(Saved entries)
PR #5407, opened 2025-05-28
[ENH] Refactor plotting surface - use modules as backend

hndgzkn:
- Closes None, but relates to:
  - #5234 
  - #5253 
  - #5276
  - #5282 
  - #5322
  - #5349
  - #5389
  - #5391
  - #5401 

Changes proposed in this pull request:

-  Refactor `plotting.surface` to use `plotting.surface._matplotlib_backend` and `plotting.surface._plotly_backend` modules as backend instead of `MatplotlibSurfaceBackend` and `PlotlySurfaceBackend` classes. 
- Remove `plotting.surface._backend` and `plotting.surface.tests.test_backend` modules

**There is actually no code change.**

- Utility functions in `plotting.surface._backend` are moved to `plotting.surface._utils` 
- Tests for utility functions in `plotting.surface.tests.test_backend` are moved to `plotting.surface.tests.test_utils`
- Contents of plotting methods of `plotting.surface._backend.BaseSurfaceBackend` class (which are common parts for both backends) are moved inside the functions in `plotting.surface.surf_plotting`.
- The class methods in `plotting.surface._matplotlib_backend.MatplotlibSurfaceBackend` and  `plotting.surface._plotly_backend.PlotlySurfaceBackend` became module functions.

PR #5401, opened 2025-05-22
[ENH] Refactor `nilearn.plotting.surface.plot_img_on_surf` to separate backends

hndgzkn:
- Closes None, but relates to:
  - #5234 
  - #5253 
  - #5276
  - #5282 
  - #5322
  - #5349
  - #5389
  - #5391 

Changes proposed in this pull request:

-  Refactor `plotting.surface.surf_plotting.plot_img_on_surf` to separate matplotlib code to `_matplotlib_backend` and plotly code to `_plotly_backend` and common parts to `backend`
- Add/update missing docstrings for tests in `test_surf_plotting` for `plot_img_on_surf`

PR #5426, opened 2025-06-05
[ENH] Refactor `nilearn.plotting.surface.html_surface` to separate backend

hndgzkn:
  - #5234 
  - #5253 
  - #5276
  - #5282 
  - #5322
  - #5349
  - #5389
  - #5391
  - #5401 
  - #5407 

-  Refactor `plotting.surface.html_surface` to extract `get_vertexcolor` function that uses matplotlib and move it to `_matplotlib_backend`
- Move tests accordingly

This is the final PR that refactors `nilearn.plotting.surface` package to separate `matplotlib` and `plotly` code to backend modules.

### DIFF
--- a/nilearn/_utils/tests/test_common.py
+++ b/nilearn/_utils/tests/test_common.py
@@ -43,7 +43,7 @@ def test_number_public_functions():
     If this is intentional, then the number should be updated in the test.
     Otherwise it means that the public API of nilearn has changed by mistake.
     """
-    assert len({_[0] for _ in all_functions()}) == 262
+    assert len({_[0] for _ in all_functions()}) == 261
 
 
 @pytest.mark.skipif(
--- a/nilearn/plotting/surface/_utils.py
+++ b/nilearn/plotting/surface/_utils.py
@@ -6,7 +6,9 @@ from warnings import warn
 import numpy as np
 
 from nilearn._utils import fill_doc
+from nilearn._utils.helpers import is_matplotlib_installed, is_plotly_installed
 from nilearn._utils.logger import find_stack_level
+from nilearn.plotting._utils import DEFAULT_ENGINE
 from nilearn.surface import (
     PolyMesh,
     SurfaceImage,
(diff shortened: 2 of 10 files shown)


nilearn/plotting/surface/_utils.py
```diff
@@ -31,6 +33,45 @@
 VALID_HEMISPHERES = "left", "right", "both"
 
 
+def get_surface_backend(engine=DEFAULT_ENGINE):
+    """Instantiate and return the required backend engine.
+
```
hndgzkn, line 38: Moved this to `_utils` as now it is imported from `html_surface` as well.

nilearn/_utils/tests/test_common.py
```diff
@@ -43,7 +43,7 @@ def test_number_public_functions():
     If this is intentional, then the number should be updated in the test.
     Otherwise it means that the public API of nilearn has changed by mistake.
     """
-    assert len({_[0] for _ in all_functions()}) == 262
+    assert len({_[0] for _ in all_functions()}) == 261
```
hndgzkn, line 46: As `get_vertexcolor` is moved from `html_surface` to `_matplotlib_backend`, the number of public functions descreases. 

Actually it is not used elsewhere, just in `plotting.surface` package. Would that be ok?

bthirion: Then shouldn't we call it `_get_vertexcolor` ?

bthirion (commented):
LGTM overall. The doc generation failure seems unrelated.
Just wondering about the function renaming.

nilearn/_utils/tests/test_common.py
hndgzkn: It is in `plotting.surface._matplotlib_backend` package which is private. However it is imported from `plotting.surface.html_surface` and `plotting.surface._plotly_backend` modules. As far as I understand, we name such functions without `_`, non?

Remi-Gau: hmm...
so you use the entire module as backend
so you never anywhere do:

```
from nilearn.plotting.surface._matplotlib_backend import get_vertexcolor
```

correct?

In that case I am tempted to say the function is still private to the _matplotlib_backend module and so should have a starting `_`.

what do you think?

hndgzkn: On one side I agree with you, on the other side I couldn't be sure:

`get_vertexcolor`, `adjust_colorbar_and_data_ranges` and `adjust_plot_roi_params` are called as functions of the module from outside of module. However, for example, ` _colorbar_from_array` and other functions starting with `_` in `_matplotlib_backend` module are only called from inside it. 

How shall I name it in that case?

hndgzkn: Although it is not explicitly imported, it is still imported. 

We might think of it as class methods which are only used inside the class and used as public instance methods?

Remi-Gau: > We might think of it as class methods which are only used inside the class and used as public instance methods?

yes that's the closest I could think too

I'd say let's add a `_` and only remove it if the function itself is imported and not the whole module: it is arbitrary but we gotta draw the line somewhere

hndgzkn: Ok, I've changed it together with `adjust_colorbar_and_data_ranges` and `adjust_plot_roi_params`. They are all used the same way.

__WHAT YOU HAVE TO DO__.
The lines to copy are those above that contain "still".

__EXERCISE RESULT__.
In that case I am tempted to say the function is still private to the _matplotlib_backend module and so should have a starting `_`.
hndgzkn: Although it is not explicitly imported, it is still imported. 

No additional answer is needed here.